My goats love corn husks and silk! Here is a helpful list:
http://fiascofarm.com/goats/poisonousplants.htm


----------



## Rocco (Aug 6, 2013)

Sylverfly said:
			
		

> Obviously plants in the nightshade family are not an option but what about things like bean/ pea plants?


The list posted by Moonshine shows tomatoes (nightshade family) on the good and bad side. I feed _some_ tomatoes to goats, as does my cousin, with no problems. I also feed them _some_ pepper plants with no issues...they love them. In general peas and beans are OK to feed. Mine love blackeyed peas...vine and leftover pods, and green beans as well. My goats (some of them anyway) like chilled cucumbers on a hot afternoon.
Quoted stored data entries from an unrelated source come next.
PR #366, opened 2019-11-27
✨ Add sttts as an approver

soltysh:
/assign @DirectXMan12


DirectXMan12:
let's follow the pattern from CR -- have a `controller-tools-approvers` alias too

Other plants that I hear that are NOT good to feed goats are okra and Malabar spinach. Apparently that slime in both of them isn't good for goats.


----------



## Moonshine (Aug 6, 2013)

Yeah I feed mine tomato peelings too and sometimes they eat it and sometimes they don't. They have never gotten sick.from them though.


----------



## DonnaBelle (Aug 6, 2013)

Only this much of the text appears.